What the task requires :: From the records below, take each line where the string "creating" shows up and copy it.

------

PR #767, opened 2026-08-27
docs: Clarify how endpoint names map to client properties

Benzzick:
## Summary

Adds a tip explaining how Serverpod endpoint class names map to
properties on the generated client.

For example:

- `RecipeEndpoint`
- `client.recipe`

This helps clarify why endpoint methods are called through
`client.recipe.generateRecipe(...)` after code generation.

### DIFF
--- a/versioned_docs/version-3.4.0/01-get-started/01-creating-endpoints.md
+++ b/versioned_docs/version-3.4.0/01-get-started/01-creating-endpoints.md
@@ -106,6 +106,10 @@ $ serverpod generate
 
 `serverpod generate` will create bindings for the endpoint and register them in the server's `generated/protocol.dart` file. It will also generate the required client code so that you can call your new `generateRecipe` method from your app.
 
+:::tip Endpoint names become client properties
+In the next section you'll call `client.recipe.generateRecipe(...)` — not `client.recipeEndpoint.generateRecipe(...)` or `client.generateRecipe(...)`. That's not a typo: Serverpod derives the property name from your endpoint's class name by dropping the `Endpoint` suffix and lowercasing the first letter, so `RecipeEndpoint` becomes `client.recipe`. Every method you add inside the class shows up under that property, e.g. `client.recipe.generateRecipe(...)`. This mapping is generated automatically by `serverpod generate` above — there's nothing to configure by hand, but it's worth knowing the rule so the client code doesn't feel like it's coming out of nowhere.
+:::
+
 :::note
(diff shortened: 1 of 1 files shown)


versioned_docs/version-3.4.0/01-get-started/01-creating-endpoints.md
```diff
@@ -106,6 +106,10 @@ $ serverpod generate
 
 `serverpod generate` will create bindings for the endpoint and register them in the server's `generated/protocol.dart` file. It will also generate the required client code so that you can call your new `generateRecipe` method from your app.
 
+:::tip Endpoint names become client properties
+In the next section you'll call `client.recipe.generateRecipe(...)` — not `client.recipeEndpoint.generateRecipe(...)` or `client.generateRecipe(...)`. That's not a typo: Serverpod derives the property name from your endpoint's class name by dropping the `Endpoint` suffix and lowercasing the first letter, so `RecipeEndpoint` becomes `client.recipe`. Every method you add inside the class shows up under that property, e.g. `client.recipe.generateRecipe(...)`. This mapping is generated automatically by `serverpod generate` above — there's nothing to configure by hand, but it's worth knowing the rule so the client code doesn't feel like it's coming out of nowhere.
+:::
```
developerjamiu, line 111: The tip covers a real gap: the 4.0 version of this page explains this mapping and the 3.4 page doesn't. Two things about the form though. It sits directly above an existing `:::note`, so the section runs prose, tip, note, heading, and callouts stacked like that compete rather than stand out. It also introduces the only em dash on this page.

The 4.0 page carries the same fact as one clause in a paragraph, which reads lighter here too:

```suggestion
`serverpod generate` will create bindings for the endpoint and register them in the server's `generated/protocol.dart` file. It will also generate the required client code so that you can call your new `generateRecipe` method from your app. The class name's `Endpoint` suffix is dropped and the first letter lowercased, so `RecipeEndpoint` is called via `client.recipe`, and every method in the class appears under that property.
```

versioned_docs/version-3.4.0/01-get-started/01-creating-endpoints.md
```diff
@@ -241,4 +245,4 @@ Try out the app by clicking the button to get a new recipe. The app will call th
 
 ## Next steps
```
developerjamiu, line 247: This drops the trailing newline on a line the change doesn't otherwise touch. Restore it.

developerjamiu (approved):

------

Answer section ::
--- a/versioned_docs/version-3.4.0/01-get-started/01-creating-endpoints.md
+++ b/versioned_docs/version-3.4.0/01-get-started/01-creating-endpoints.md
versioned_docs/version-3.4.0/01-get-started/01-creating-endpoints.md
versioned_docs/version-3.4.0/01-get-started/01-creating-endpoints.md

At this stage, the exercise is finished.